> _Try it_
How many lines below contain the word "tokenFile"? Answer with that number alone.

── Data to use

PR #164, opened 2022-06-20
Support multiple coverage reports

### LINKED ISSUE #161: CodeCov is off
1. The badge is pointing to the wrong branch (`master` rather than `main`)
2. When I added a second "run" of jest for TypeScript it meant that ONLY the TypeScript test coverage is being reported to CodeCov.  This is... probably ok really since most new code will be TS based.

I'm wary of spending time fixing the second issue since I'd rather spend that time just moving over to TypeScript and making the issue moot.  Still, it's captured here in case I want to take it on.

slifty:
This PR fixes our codecov analysis pipeline to process TS and JS separately, rather than ignoring JS.

Resolves #161

### DIFF
--- a/.github/workflows/test.yml
+++ b/.github/workflows/test.yml
@@ -17,5 +17,11 @@ jobs:
         node-version: 16.x
     - run: yarn install
     - run: yarn build
-    - run: yarn test --coverage
+    - run: yarn test:js --coverage
     - uses: codecov/codecov-action@v2
+      with:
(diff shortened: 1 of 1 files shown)


slifty:
I believe CodeCov won't actually comment here because the only file changed is untracked (e.g. the workflow).

That said, when I log into codecov it does appear to report on BOTH the TS and JS files

image

Merging!

PR #171, opened 2022-07-11
Fix test coverage and linting

slifty:
This PR fixes our test coverage reporting to include files that don't have tests.  It also makes sure we're explicitly using `airbnb-base` linting rules.


slifty:
This makes it look like coverage went down (by 1%) but really this is just recognizing a more accurate reality because it ensures all testable files are recognized in the test coverage report.

PR #186, opened 2023-07-21
Remove babel from build

slifty:
This PR removes babel from the lint and build steps and replaces it with tsc / ts-lint.

Unfortunately for jest this is a bit awkward, since I couldn't really figure out how to get jest to handle both typescript AND es6 module syntax at the same time.  For now I had to just modify tests to directly import js files rather than touch indexes that import ts files (which caused jest to get upset about typescript syntax in a js context)

Related to #153


slifty:
Closing this in favor of #187

PR #187, opened 2023-07-22
Configure babel to handle typescript

slifty:
This PR modifies our build and lint steps (and I suppose test step) so that babel can understand typescript files that have been referenced by javascript files.

This PR is a replacement for https://github.com/tvkitchen/countertop/pull/186, which tried to go in the other direction (elimintating babel entirely and having typescript handle javascript).  I think this is a cleaner approach for now due to the fact that jest needs babel in order to handle ESM.

Related to Issue #153


slifty:
Wanted to note that this approach was inspired by @louh via https://github.com/streetmix/streetmix/commit/05feb8b9cf8eff6938397d12bf09e99477f0607b

louh:
Glad it worked!

PR #188, opened 2023-07-22
Move CountertopWorker to TypeScript

slifty:
This PR moves the CountertopWorker class to TypeScript.

It also brings the AbstractAppliance from our [@tvkitchen/base](https://github.com/tvkitchen/base/blob/main/packages/interfaces/src/IAppliance.js) over to this project (and converts it to TypeScript as well)

Related to #153 
Related to #154


slifty:
cc @louh this PR actually represents the migration of a js class to typescript (check out the final commit for the meat and potatoes)

slifty:
So here's my thinking:

1. `CountertopWorker` did not have meaningful test coverage in the first place
2. A lot of `CountertopWorker` is based in kafka interaction, and I do not think we want to keep kafka as part of TVK in the long run.

Which is to say... I don't think I'm going to use this PR as an opportunity to address the poor test coverage even though codecov is upset about it.

PR #191, opened 2023-07-26
Convert CountertopStation to TypeScript

slifty:
This PR converts CountertopStation to TypeScript

Related to #153


slifty:
I think this is another case where test coverage is going to be too hard to do since we rely on Kafka and aren't mocking kafka effectively.  Once Kafka is taken out of the project it will be easier to test the rest of CountertopStation.

PR #137, opened 2015-03-22
Verify reality store during bootstrap

anthonybishopric:
Verifies that the Preparer and Consul both make it into the reality store. If ACLs are misconfigured for the preparer, this step will catch such an issue.


tummychow:
:+1:

PR #139, opened 2015-03-23
HTTPS in p2 binaries

tummychow:
I was originally going to add it as a scheme (eg `127.0.0.1:8500` vs `https://127.0.0.1:8500`) but it turns out that doesn't really work. Consul supports unix sockets in the address field (ie instead of `127.0.0.1` you can say `unix:///var/run/consul.sock`), and the unix socket scheme kinda gets in the way of the https part. So you have to pass it as a boolean.

The changes to health.NewConsulHealthChecker will be useful if we refactor the reality-checking out of pkg/health later on.


petertseng:
OK looking good. Any interest in adding to p2-watch as well?

tummychow:
I've really been neglecting p2-watch cause I'm not sure if it's a good fit for remote use, but fair point. I'll add the various flags (token, headers, https) to it in another PR.

PR #140, opened 2015-03-25
Check reality store before replicating

tummychow:
don't replicate to hosts that don't have a preparer. (btw not yet tested, gonna test tomorrow in universe. I think they've been down for most of the day)

### DIFF
--- a/bin/p2-replicate/main.go
+++ b/bin/p2-replicate/main.go
@@ -77,6 +77,13 @@ func main() {
 		log.Fatalf("Invalid manifest: %s", err)
 	}
 
+	for _, host := range *hosts {
+		_, _, err := store.Pod(kp.RealityPath(host, "p2-preparer"))
+		if err != nil {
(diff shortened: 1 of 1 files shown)


bin/p2-replicate/main.go
```diff
@@ -77,6 +77,13 @@ func main() {
 		log.Fatalf("Invalid manifest: %s", err)
 	}
 
+	for _, host := range *hosts {
+		_, _, err := store.Pod(kp.RealityPath(host, "p2-preparer"))
+		if err != nil {
+			log.Fatalf("Could not verify preparer on %s: %s", host, err)
```
anthonybishopric: Most people won't understand what this means - I'd suggest `"p2 does not appear to be running on host %s"`

tummychow:
tested in universe, unknown nodes are rejected and otherwise replication proceeds. merging

PR #141, opened 2015-03-27
Register consul service during bootstrap

tummychow:
Consul server nodes register a service for themselves automatically. Consul client nodes do not, but we end up registering one for them anyway as part of the reality-updating process. So we should probably do that in bootstrap too.


anthonybishopric:
Looks good, check that the integration test still works

PR #143, opened 2015-03-27
ensure pod home before running hooks

anthonybishopric:


tummychow:
:+1:

petertseng:
LGTM

anthonybishopric:
Unfortunately this breaks the case when the `before_install` hook is used to create the user, because `EnsureHome` creates the home directory with the correct permissions.

PR #144, opened 2015-03-28
Add artifact cacher

anthonybishopric:
To be integrated, this will allow us to reduce unnecessarily download times when deploying shared artifacts.

### DIFF
--- a/pkg/hoist/artifact_cache.go
+++ b/pkg/hoist/artifact_cache.go
@@ -1,0 +1,117 @@
+package hoist
+
+import (
+	"io/ioutil"
+	"os"
+	"path/filepath"
+	"sort"
+	"time"
+
+	"github.com/Sirupsen/logrus"
+	"github.com/square/p2/pkg/logging"
+	"github.com/square/p2/pkg/uri"
+	"github.com/square/p2/pkg/util"
+)
+
+// ArtifactCacher keeps a directory of Hoist artifacts that can be reused for future downloads.
+// This allows artifacts to be cheaply shared amongst different pods, especially in cases where
+// the artifacts contain base libraries and runtimes. For example, a pod may include a Java 8
+// artifact that is reused across other pods.
+//
+// The cache assumes that Hoist artifact URIs are unique at the basename, ie. comply with the
+// convention of {artifact_name}_{artifact_SHA}.tar.gz pattern. No attempt is made to distinguish
+// artifacts that are named the same but contain different content. (Checksumming is presumed to
+// be done by the Launchable itself)
+//
+// Once a cached copy of an artifact is created, it will be hardlinked into the final destination
+// URI provided by the caller. This allows the ArtifactCacher to safely prune without worrying about
+// whether the artifact is still in use by a particular Launchable (say, as the Last link). However,
+// as a result of this strategy, pruning the cache dir will not be sufficient to free system disk
+// resources as other links to the same tars will also need to be removed.
+type ArtifactCacher struct {
+	cacheDir      string
+	nestedFetcher Fetcher
+	Logger        *logging.Logger
+}
+
+// Complies with the Fetcher interface
+func (a *ArtifactCacher) Fetch(fromURI, toURI string) error {
+	base := filepath.Base(toURI)
+	if base == "." || base == string(filepath.Separator) {
+		return util.Errorf("%s is not a valid toURI", toURI)
+	}
+	cachePath := filepath.Join(a.cacheDir, base)
+	if _, err := os.Stat(cachePath); os.IsNotExist(err) {
+		a.nestedFetcher(fromURI, cachePath)
+	} else if err != nil {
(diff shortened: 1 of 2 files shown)


pkg/hoist/artifact_cache.go
```diff
@@ -0,0 +1,117 @@
...
+// resources as other links to the same tars will also need to be removed.
+type ArtifactCacher struct {
+	cacheDir      string
+	nestedFetcher Fetcher
+	Logger        *logging.Logger
+}
+
+// Complies with the Fetcher interface
+func (a *ArtifactCacher) Fetch(fromURI, toURI string) error {
+	base := filepath.Base(toURI)
```
tummychow: `toURI` should probably be `toPath`? That would match the signature of the existing uri.URICopy.

pkg/hoist/artifact_cache.go
```diff
@@ -0,0 +1,117 @@
...
+		err = a.touch(cachePath)
+		if err != nil {
+			a.Logger.WithField("err", err).Warnln("Error when updating mtime on cached artifact")
+		}
+	}
+	// hardlink so we can safely prune without breaking Last/Current links
+	linkErr := os.Link(cachePath, toURI)
+	if linkErr != nil {
+		// we may be on different mounts, just copy
+		err := uri.URICopy(cachePath, toURI)
```
tummychow: cachePath does not have a scheme. will URICopy work with a schemeless fromURI?

pkg/hoist/artifact_cache.go
```diff
@@ -0,0 +1,117 @@
...
+func (b byMtime) Swap(i, j int)      { b[i], b[j] = b[j], b[i] }
+func (b byMtime) Less(i, j int) bool { return b[i].ModTime().Before(b[j].ModTime()) }
+
+// Prune will remove all but `keep` # of artifacts
+// from the cache dir. Prune will favor more recently modified artifacts
+func (a *ArtifactCacher) Prune(keep int) {
+	infos, err := ioutil.ReadDir(a.cacheDir)
+	if err != nil {
+		err = util.Errorf("cache dir unlistable: %s", err)
+		a.Logger.WithField("err", err).Errorln("Pruning failed")
```
tummychow: why not just return these errors from `Prune` and delegate logging to the caller?

pkg/hoist/artifact_cache.go
```diff
@@ -0,0 +1,117 @@
...
+
+type byMtime []os.FileInfo
+
+func (b byMtime) Len() int           { return len(b) }
+func (b byMtime) Swap(i, j int)      { b[i], b[j] = b[j], b[i] }
+func (b byMtime) Less(i, j int) bool { return b[i].ModTime().Before(b[j].ModTime()) }
+
+// Prune will remove all but `keep` # of artifacts
+// from the cache dir. Prune will favor more recently modified artifacts
+func (a *ArtifactCacher) Prune(keep int) {
```
tummychow: General thought: our pruning hook uses a different heuristic of "prune artifacts older than a certain age", instead of "keep all but a certain number". Should we use the age-based heuristic here as well?

pkg/hoist/artifact_cache_test.go
```diff
@@ -0,0 +1,108 @@
...
+func TestArtifactCacheWillTouchExistingArtifactsOnAccess(t *testing.T) {
+	cacher := tempCacher(t)
+	defer cleanupCacher(cacher)
+	preCopiedPath := filepath.Join(cacher.cacheDir, filepath.Base(helloTar()))
+	err := uri.URICopy(helloTar(), preCopiedPath)
+	Assert(t).IsNil(err, "test setup - couldn't prewarm cache")
+	aYearAgo := time.Now().Add(-365 * 24 * time.Hour)
+	anHourAgo := time.Now().Add(-time.Hour)
+
+	fmt.Println(aYearAgo)
```
petertseng: suspect you don't want to keep these

pkg/hoist/artifact_cache.go
anthonybishopric: It uses both age and count, by sorting by the mtime before removing

tummychow: I mean "keep an arbitrary number of artifacts as long as they're younger than a certain age", that's what the prune hook does right now.

pkg/hoist/artifact_cache.go
anthonybishopric: Yes, it assumes a scheme-less URI is a path. Also, there is no `os.Copy`, which makes this a bit easier.

pkg/hoist/artifact_cache.go
anthonybishopric: good catch

pkg/hoist/artifact_cache_test.go
anthonybishopric: yep, correct

PR #145, opened 2015-04-01
Restart all executables

tummychow:
If the error was nil, it would be returned after the first executable, and the others would still be down. (Probably wasn't as obvious of an issue before because we only recently started stopping AND starting)


anthonybishopric:
:+1: doh

PR #147, opened 2015-04-02
cleanup some logging statements

anthonybishopric:


mpuncel:
:+1:

tummychow:
this will probably silence the warning about "couldn't run hooks" when none exist, right? good change :+1:

PR #150, opened 2015-04-10
Use full 20-byte GPG fingerprints

tummychow:
GPG short IDs are only 4 bytes long and can risk collisions. Using the entire fingerprint (20 bytes) is more predictable.

http://security.stackexchange.com/questions/74009/what-is-an-openpgp-key-id-collision


mpuncel:
LGTM

PR #151, opened 2015-04-11
Move setuid/setgid/exec into cgo

tummychow:
tested a bit on universe, also works on macbook, I have to add back the functionality that makes the flags optional but please review. cc @eam because my C is terrible and could probably use some criticism. there's probably a dumb memory leak in there or something.

ps: shoutout to https://groups.google.com/forum/#!topic/golang-nuts/pQueMFdY0mk

### DIFF
--- a/bin/p2-exec/main_darwin.go
+++ b/bin/p2-exec/main_darwin.go
@@ -2,76 +2,72 @@ package main
 
 import (
 	// #include <stdlib.h>
+	// #include <stdio.h>
 	// #include <unistd.h>
 	// #include <sys/resource.h>
 	// #include <sys/types.h>
-	// #include <sys/syslimits.h>
 	// #include <pwd.h>
 	// #include <grp.h>
+	// #include <sys/syslimits.h>
+	//
+	// char** stringSlice(int size) {
+	//   char** ret = calloc(sizeof(char*), size+1);
+	//   ret[size] = NULL;
+	//   return ret;
+	// }
+	// void setStringSlice(char **a, char *s, int n) {
+	//   a[n] = s;
+	// }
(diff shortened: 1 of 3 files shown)


bin/p2-exec/main_darwin.go
```diff
@@ -2,76 +2,72 @@ package main
...
+	//   if (setrlimit(RLIMIT_CPU, &lim)) { return "Could not set RLIMIT_CPU"; }
+	//   if (setrlimit(RLIMIT_DATA, &lim)) { return "Could not set RLIMIT_DATA"; }
+	//   if (setrlimit(RLIMIT_FSIZE, &lim)) { return "Could not set RLIMIT_FSIZE"; }
+	//   if (setrlimit(RLIMIT_MEMLOCK, &lim)) { return "Could not set RLIMIT_MEMLOCK"; }
+	//   if (setrlimit(RLIMIT_NPROC, &lim)) { return "Could not set RLIMIT_NPROC"; }
+	//   if (setrlimit(RLIMIT_RSS, &lim)) { return "Could not set RLIMIT_RSS"; }
+	//
+	//   pw = getpwnam(username);
+	//   if (!pw) { return "Could not getpwnam"; }
+	//   if (initgroups(username, pw->pw_gid)) { return "Could not initgroups"; }
```
anthonybishopric: It'd be nice to emit the errno here, if it does come up. I'm still unclear on how this fixes the race condition - is this reliant on Go's own mutex it places around CGo invocations?

anthonybishopric: Nevermind, I understand that it assigns to `errno` anyway

tummychow:
discarding in favor of #152

PR #611, opened 2016-08-19
Add p2-norm command

bwester:
Add the "p2-norm" command. It reads a pod manifest and prints it in a
normalized format. This command is useful when comparing manifests where
one or both are hand-edited and may differ in trivial ways, like the
ordering of keys or spacing.


mpuncel:
👍

rudle:
:+1:

PR #612, opened 2016-08-19
Add a WatchAllPods function

KoishiKomeiji:


mpuncel:
nit: our graphQL stuff is internal, don't mention it in public commit messages

pkg/kp/kv.go
```diff
@@ -378,6 +379,39 @@ func (c consulStore) WatchPods(
...
+func (c consulStore) WatchAllPods(
+	podPrefix PodPrefix,
+	quitChan <-chan struct{},
+	errChan chan<- error,
+	podChan chan<- []ManifestResult,
+) {
+	defer close(podChan)
+
+	kvPairsChan := make(chan api.KVPairs)
+	go consulutil.WatchPrefix(string(podPrefix), c.client.KV(), kvPairsChan, quitChan, errChan, 0)
```
mpuncel: you should expose the `pause` (i.e. `0`) parameter to `WatchPrefix` to the caller, our /intent tree is over 40MB which means the fetch might take on the order of 10s of seconds. We can tune consul load by pausing between updates as necessary

mpuncel:
looks good, once you expose the pause parameter

pkg/kp/kv.go
KoishiKomeiji: Alright I changed it to 10 seconds.

KoishiKomeiji:
It's been changed to take in a parameter now.

mpuncel:
👍

KoishiKomeiji:
Thanks!

PR #613, opened 2016-08-22
Remove IsUUID field from PodUniqueKey struct

mpuncel:
The field was obviously used to differentiate PodUniqueKey structs that
signify a UUID from those that don't. Prior to this commit, the ID field
would be the consul key e.g. /intent/<node>/<pod_id> if IsUUID was
false.

After making use of PodUniqueKey, it's becoming clear that this struct
is ONLY useful in contexts where it's signifying a UUID. As a result,
this commit removes the IsUUID field and uses a nil pointer to a
PodUniqueKey to signify a legacy pod that does not have a UUID.

### DIFF
--- a/pkg/kp/kv.go
+++ b/pkg/kp/kv.go
@@ -6,7 +6,6 @@ import (
 	"bytes"
 	"encoding/json"
 	"fmt"
-	"path"
 	"strings"
 	"time"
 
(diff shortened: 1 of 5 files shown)


rudle:
Values that can take on nil are generally scary to me as they introduce the potential for runtime errors. It does seem redundant to have a boolean that tracks whether the pointer is nil or not, so I can support this change.

rudle:
👍

PR #615, opened 2016-08-22
Add json tags to PodLocation

KoishiKomeiji:
This is done so that PodLocation can be used as an index in a map


mpuncel:
nit on commit message, the JSON tags don't let it be used as a map index, it's so they can be embedded in other structures intended to be marshaled as JSON

mpuncel:
otherwise 🚢

KoishiKomeiji:
Alright, fixed the commit message, will merge now.

PR #616, opened 2016-08-22
Allow filtering daemon sets by pod

drcapulet:


rudle:
I've been doing `| grep` but this works too

bin/p2-dsctl/main.go
```diff
@@ -56,6 +56,7 @@ var (
 	getID  = cmdGet.Arg("id", "The uuid for the daemon set").Required().String()
 
 	cmdList = kingpin.Command(CmdList, "List daemon sets.")
+	listPod = cmdList.Flag("pod", "The pod ID on the daemon set").String()
```
rudle: typo: "of the daemon set"

drcapulet:
I've been using `grep` as well but doesn't work as well when you've got pods that share a piece of the name.

mpuncel:
fine for now, labels might be a more elegant solution later on but easy to change

PR #617, opened 2016-08-23
Mpuncel/pod status improvements

mpuncel:


pkg/kp/statusstore/statusstoretest/fake_status_store.go
```diff
@@ -43,24 +50,25 @@ func (s *FakeStatusStore) SetStatus(
...
-) (statusstore.Status, error) {
+) (statusstore.Status, *api.QueryMeta, error) {
 	s.mu.Lock()
 	defer s.mu.Unlock()
 
 	identifier := StatusIdentifier{t, id, namespace}
 	status, ok := s.Statuses[identifier]
 	if !ok {
-		return statusstore.Status{}, statusstore.NoStatusError{identifier.String()}
+		return statusstore.Status{}, nil, statusstore.NoStatusError{identifier.String()}
```
bwester: `(*consulStore).GetStatus()` returns a valid QueryMeta object along with a `NoStatusError` error value. Can you make these behaviors consistent?

mpuncel:
made a few fixes to this today after observing it in practice. Particularly using `MutateStatus()` didn't work if the key didn't already exist

pkg/kp/statusstore/podstatus/status.go
```diff
@@ -23,6 +24,10 @@ const (
 	Pending  ServiceState = "pending"
 	Running  ServiceState = "running"
 	Finished ServiceState = "finished"
+
+	PodLaunched PodState = "launched"
```
rudle: I can't see where these are used in this PR so I must express my concern that the strings are duplicated with the above states. If it's possible for these to appear under the same field then that may confuse debugging.

mpuncel: I'm hoping that the types being different (`PodState` vs `ServiceState`) will prevent this. You're right though that one could be unmarshaled into the wrong type though. Should I modify the strings e.g. `pod_launched` `pod_pending`?

rudle: wow, that would be a heck of a bug! It's probably most safe to prefix them all with "pod_"

rudle:
I can't find much that's giving me trouble here. Given that this has a bit of battle testing already, this seems OK to merge

PR #618, opened 2016-08-25
Add command to reset reality for a host

anthonybishopric:
This allows a host that has been manipulated by hand to be fully restored to the state set in Consul. For discussion: should we not operate on the preparer itself?

### DIFF
--- a/pkg/kp/flags/kingpin.go
+++ b/pkg/kp/flags/kingpin.go
@@ -3,6 +3,8 @@
 package flags
 
 import (
+	"io/ioutil"
+	"log"
 	"net/http"
 
 	"github.com/square/p2/pkg/kp"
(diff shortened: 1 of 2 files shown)


mpuncel:
looks good to me, not sure what you mean by "should we not operate on the preparer itself".

pkg/kp/flags/kingpin.go
```diff
@@ -13,11 +14,20 @@ import (
...
 	token := kingpin.Flag("token", "The consul ACL token to use. Empty by default.").String()
+	tokenFile := kingpin.Flag("token-file", "The file containing the Consul ACL token").ExistingFile()
 	headers := kingpin.Flag("header", "An HTTP header to add to requests, in KEY=VALUE form. Can be specified multiple times.").StringMap()
 	https := kingpin.Flag("https", "Use HTTPS").Bool()
 	wait := kingpin.Flag("wait", "Maximum duration for Consul watches, before resetting and starting again.").Default("30s").Duration()
 
 	cmd := kingpin.Parse()
+
+	if *tokenFile != "" {
+		tokenBytes, err := ioutil.ReadAll(*tokenFile)
```
mpuncel: looks like you want `ReadFile()`

pkg/kp/flags/kingpin.go
```diff
@@ -13,11 +14,20 @@ import (
...
+		if err != nil {
+			panic(err)
```
mpuncel: `log.Fatal` is probably nicer than panic?

anthonybishopric:
As in, should the preparer be removed from reality as well? This may mean the preparer restarts itself. Our preparer's failsafe looks at intent results to decide whether it should take action, and experimentally we saw that this works as is, but I wanted to bring it up just in case I didn't consider a case.

pkg/kp/flags/kingpin.go
anthonybishopric: Yes.

pkg/kp/flags/kingpin.go
anthonybishopric: Good catch, thanks

mpuncel:
I think the preparer restarting is harmless at worst, if it didn't come up properly after a host reimage we'd probably want to know

mpuncel:
👍

eam:
👍

PR #620, opened 2016-08-26
Double the hook timeout

rudle:
some hooks stop services that take as long as 60s to cleanly shutdown.


anthonybishopric:
sad thumbs 👍

bwester:
Can you expose this in the preparer's configuration?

────

> _Solution to this exercise_
3